FC Uralets-TS Nizhny Tagil
- Full name: Football Club Uralets-TS Nizhny Tagil
- Founded: 1946
- Chairman: Damir Kalimullin
- Manager: Yuri Matveyev
- League: Russian Amateur Football League
- 2025: Russian Second League, Division B, Group 4, 5th
- Website: fc-uralec.ru

= FC Uralets-TS Nizhny Tagil =

FC Uralets-TS Nizhny Tagil (ФК «Уралец-ТС» Нижний Тагил) is a Russian football team from Nizhny Tagil.

It played professionally from 1946 to 1949, from 1958 to 2006 and from 2023 on.
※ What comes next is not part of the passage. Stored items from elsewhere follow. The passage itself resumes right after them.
PR #533, opened 2021-12-06
gatekeeper: add log info to log_ratelimit_state

### LINKED ISSUE #497: Have all log accounted on a functional block basis
Currently, each functional block type of Gatekeeper has a log level. This approach is meant to help those investigating a functional block since one would only raise the log level of the target block. However, this approach can run into the following issue: when a block calls functions provided by another block, these functions are potentially subject to another log level.

Consider the following example, one is investigating the communication between a routing daemon and the CPS block. The CPS block will make a number of calls to the FIB functions that the GK block provides. Raising the log level of the CPS block won't affect the FIB functions. And raising the log level of the GK block to affect the FIB functions will include a lot of log entries from the GK blocks that are not related to the calls from the CPS block.

A solution for this problem is for all log entries to use the log level of the calling block instance. This change may sound complicated at first, however, given that all block instances already have a log rate, the change won't add new infrastructure but an extension of the log rate subsystem. Thus, after the change, each block instance would have a log rate and a log level.

While the improvement proposed above seems desirable, it requires tests in production to make sure that it is so.

mengxiang0811:
This is the initial pull request to resolve #497

### DIFF
--- a/lib/log_ratelimit.c
+++ b/lib/log_ratelimit.c
@@ -17,6 +17,7 @@
  */
 
 #include <stdbool.h>
+#include <string.h>
 
 #include <rte_cycles.h>
 #include <rte_lcore.h>
@@ -26,11 +27,13 @@
 #include "gatekeeper_log_ratelimit.h"
 
 struct log_ratelimit_state {
-	uint64_t interval_cycles;
-	uint32_t burst;
-	uint32_t printed;
-	uint32_t suppressed;
-	uint64_t end;
+	uint64_t       interval_cycles;
+	uint32_t       burst;
+	uint32_t       printed;
+	uint32_t       suppressed;
+	uint64_t       end;
+	rte_atomic32_t log_level;
+	char           block_name[16];
 } __rte_cache_aligned;
 
 static struct log_ratelimit_state log_ratelimit_states[RTE_MAX_LCORE];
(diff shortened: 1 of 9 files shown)


lib/log_ratelimit.c
```diff
@@ -31,6 +33,8 @@ struct log_ratelimit_state {
 	uint32_t printed;
 	uint32_t suppressed;
 	uint64_t end;
+	uint32_t log_level;
+	char     *block_name;
```
AltraMayor, line 37: Let make `char block_name[16]`as suggested [here](https://github.com/AltraMayor/gatekeeper/issues/497#issuecomment-872262822). This avoids memory allocation/deallocation, which simplifies the code.

lib/log_ratelimit.c
```diff
@@ -31,6 +33,8 @@ struct log_ratelimit_state {
 	uint32_t printed;
 	uint32_t suppressed;
 	uint64_t end;
+	uint32_t log_level;
```
AltraMayor, line 36: I know that memory is aligned and `uint32_t` is less than 64 bits, but we should use `rte_atomic32_t` here to avoid implicit assumptions about synchronization. The new type will not add overhead.

lib/log_ratelimit.c
```diff
@@ -112,13 +119,8 @@ log_ratelimit_allow(struct log_ratelimit_state *lrs)
...
 {
-	struct log_ratelimit_state *lrs;
-	int ratelimit_level = rte_log_get_level(logtype);
-	if (unlikely(ratelimit_level < 0))
-		return -1;
-
-	lrs = &log_ratelimit_states[rte_lcore_id()];
-	if (level <= (typeof(level))ratelimit_level &&
+	struct log_ratelimit_state *lrs = &log_ratelimit_states[rte_lcore_id()];
+	if (level <= (typeof(level))lrs->log_level &&
```
AltraMayor, line 123: Since we no longer need `ratelimit_level`, we can also discard the `typeof(level)`.

AltraMayor (changes requested):
**gatekeeper: add log info to log_ratelimit_state**

mengxiang0811:
This pull request is ready for another review.

lib/log_ratelimit.c
```diff
@@ -49,24 +53,30 @@ log_ratelimit_reset(struct log_ratelimit_state *lrs, uint64_t now)
...
+log_ratelimit_state_init(unsigned lcore_id, uint32_t interval, uint32_t burst,
+	uint32_t log_level, const char *block_name)
 {
 	struct log_ratelimit_state *lrs;
 
 	RTE_VERIFY(lcore_id < RTE_MAX_LCORE);
 
 	lrs = &log_ratelimit_states[lcore_id];
+
+	RTE_VERIFY(strlen(block_name + 1) < sizeof(lrs->block_name));
```
AltraMayor, line 73: BUG: `(block_name + 1)` is an undefined pointer here. Also, if you do want to keep the `+ 1` outside of `strlen()`, the inequality must be `<=`. I recommend to just dropping the `+ 1` to fix everything.

lib/log_ratelimit.c
```diff
@@ -17,20 +17,24 @@
  */
 
 #include <stdbool.h>
+#include <string.h>
 
 #include <rte_cycles.h>
 #include <rte_lcore.h>
+#include <rte_malloc.h>
```
AltraMayor, line 24: Do we still need this inlcude?

lib/log_ratelimit.c
```diff
@@ -132,3 +137,34 @@ rte_log_ratelimit(uint32_t level, uint32_t logtype, const char *format, ...)
...
 	return 0;
 }
+
+void
+set_log_level_per_block(const char *block_name, uint32_t log_level)
+{
+	for (int i = 0; i < RTE_MAX_LCORE; i++) {
+		if(strcmp(log_ratelimit_states[i].block_name,
+					block_name) == 0) {
+			rte_atomic32_set(&log_ratelimit_states[i].log_level,
```
AltraMayor, line 147: Do we have an extra TAB before `block_name) == 0) {`?

AltraMayor (changes requested):
**gatekeeper: add log info to log_ratelimit_state**

lib/log_ratelimit.c
mengxiang0811: Yes, it was automatically added. Removed the extra TAB.

mengxiang0811:
This pull request is ready for another review.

The highest level it ever achieved was the second-highest (Soviet First League and Russian First Division), where it played in 1947–1949, 1958–1962 and 1992–1993. The team was called Dzerzhinets Nizhny Tagil (1946–1957) and Metallurg Nizhny Tagil (1958–1961). "TS" in "Uralets-TS" stands for the club's sponsor, Tagil Steel holding company (Тагильская Сталь) and was added to the club's name in 2021.

The club re-entered professional football in the 2023–24 season and was admitted to the newly organized fourth-tier Russian Second League Division B.
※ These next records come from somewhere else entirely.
PR #536, opened 2022-01-02
gk: have log accounted on a functional block basis

mengxiang0811:


gk/bpf.c
```diff
@@ -343,13 +343,13 @@ __bpf_jit_if_possible(struct rte_bpf *bpf, rte_bpf_jitted_func_t *ret_f,
 
 	int rc = rte_bpf_get_jit(bpf, &jit);
 	if (unlikely(rc != 0)) {
-		GK_LOG(ERR, "%s() failed to get JIT program %s at index %u, error code: %i\n",
-			__func__, name, index, rc);
+		B_LOG(ERR, "%s() failed to get JIT program %s at index %u, error code: %i\n",
+		      __func__, name, index, rc);
```
AltraMayor, line 347: I may be wrong, so please correct me, but DPDK's coding style encourages parenthesis alignment but does not require it. I'm bringing this up because playing with only TABs is easier than mixing up spaces in these statements. We have been using name alignment for `struct`s as the coding style recommends, but spaces are a lot easier to maintain in that case since we don't edit `struct`s that often.

include/gatekeeper_main.h
```diff
@@ -37,6 +37,12 @@
...
 
+#define BLOCK_LOGTYPE RTE_LOGTYPE_USER1
+
+#define B_LOG(level, ...)		        \
+	rte_log_ratelimit(RTE_LOG_ ## level,	\
+	BLOCK_LOGTYPE, "GATEKEEPER: " __VA_ARGS__)
+
 #define G_LOG(level, ...)		        \
 	rte_log_ratelimit(RTE_LOG_ ## level,	\
 	gatekeeper_logtype, "GATEKEEPER: " __VA_ARGS__)
```
AltraMayor, line 48: We are missing code to set `BLOCK_LOGTYPE` to `DEBUG` level.

The macro `G_LOG()` is a better name for our single log macro. Could you add a patch to this pull request to change `G_LOG()` to the new format, and then find `B_LOG()` and replace it with `G_LOG()` in this patch? Notice that the definition of `BLOCK_LOGTYPE` and setting it to `DEBUG` level should be done in the new patch.

AltraMayor (changes requested):
**gk: have log accounted on a functional block basis**

include/gatekeeper_main.h
mengxiang0811: To clarify, the definition of `BLOCK_LOGTYPE` and setting it to `DEBUG` level should be done in the new patch. Then, how would this patch with `B_LOG()` use the `BLOCK_LOGTYPE`?

AltraMayor: Yes, the definition of `BLOCK_LOGTYPE` and setting it to `DEBUG` level should be done in the new patch. The new patch must come before the current patch with `B_LOG()`; use `git rebase -i master` to rearrange the patches.

include/gatekeeper_main.h
```diff
@@ -47,11 +41,14 @@ extern int gatekeeper_logtype;
 	} while (0)
 
 #define G_LOG(level, ...)		        \
-	rte_log_ratelimit(RTE_LOG_ ## level,	\
-	gatekeeper_logtype, "GATEKEEPER: " __VA_ARGS__)
+	do {								\
+		rte_log_set_level(BLOCK_LOGTYPE, RTE_LOG_DEBUG);	\
```
AltraMayor, line 45: We should set the log level of `BLOCK_LOGTYPE` during initialization instead of per log entry. Moreover, the return of `rte_log_set_level()` must be checked for errors.

include/gatekeeper_main.h
```diff
@@ -47,11 +41,14 @@ extern int gatekeeper_logtype;
...
+		rte_log_ratelimit(RTE_LOG_ ## level,			\
+		BLOCK_LOGTYPE, "GATEKEEPER: " __VA_ARGS__);		\
+	} while (0)
 
 #define G_LOG_CHECK(level)	\
-	check_log_allowed(RTE_LOG_ ## level, gatekeeper_logtype)
+	check_log_allowed(RTE_LOG_ ## level, BLOCK_LOGTYPE)
```
AltraMayor, line 51: `check_log_allowed()` must be adjusted to check the passed log level against the log level of the block instead of the log level of `BLOCK_LOGTYPE`. Otherwise, the return is always going to be true.

lib/net.c
```diff
@@ -2136,7 +2136,7 @@ gatekeeper_init_network(struct net_config *net_conf)
 	if (net_conf == NULL)
 		return -1;
 
-	net_conf->log_type = gatekeeper_logtype;
+	net_conf->log_type = BLOCK_LOGTYPE;
```
AltraMayor, line 2139: Can't we drop the field `net_conf->log_type`?

main/main.c
```diff
@@ -339,10 +336,6 @@ main(int argc, char **argv)
 	};
 	int ret, log_fd;
 
-	gatekeeper_logtype = rte_log_register("gatekeeper");
-	if (gatekeeper_logtype < 0)
-		rte_exit(EXIT_FAILURE, "Error registering gatekeeper log type\n");
-
```
AltraMayor, line 345: This seems the proper place to set `BLOCK_LOGTYPE` to `DEBUG`. Add the following comment to the new code:
```
/* Functional blocks have their own log level, and all log entries of Gatekeeper use BLOCK_LOGTYPE. Thus, setting BLOCK_LOGTYPE to DEBUG level instructs DPDK to log everything that the blocks decide to log. */
```
Break the comment in multiple lines as needed.

AltraMayor (changes requested):
**gatekeeper: change G_LOG to the new format**

include/gatekeeper_main.h
AltraMayor: Notice that once the new patch comes first, we no longer need `B_LOG()`.

include/gatekeeper_main.h
```diff
@@ -37,6 +37,15 @@
...
 
+#define BLOCK_LOGTYPE RTE_LOGTYPE_USER1
+
+#define B_LOG(level, ...)			        		\
+	do {								\
+		rte_log_set_level(BLOCK_LOGTYPE, RTE_LOG_DEBUG);	\
+		rte_log_ratelimit(RTE_LOG_ ## level,			\
+		BLOCK_LOGTYPE, "GATEKEEPER: " __VA_ARGS__);		\
+	} while (0)
+
```
AltraMayor, line 42: The definition of `BLOCK_LOGTYPE` is going to the other patch. Once the other patch comes first, we can drop the macro `B_LOG()`.

AltraMayor (changes requested):
**gk: have log accounted on a functional block basis**

mengxiang0811:
This rebase is ready for review.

On 12 October 2023, a car with four Uralets-TS players was involved in an accident, midfielder Yevgeny Sitnikov died, Kirill Kochetov was hospitalized in a coma, and Denis Fedorochev and Kirill Mylnikov were seriously injured. Kirill Kochetov died without regaining consciousness on 1 November 2023.

In November 2025, the club announced that it will drop out of the Russian Second League due to lack of financing.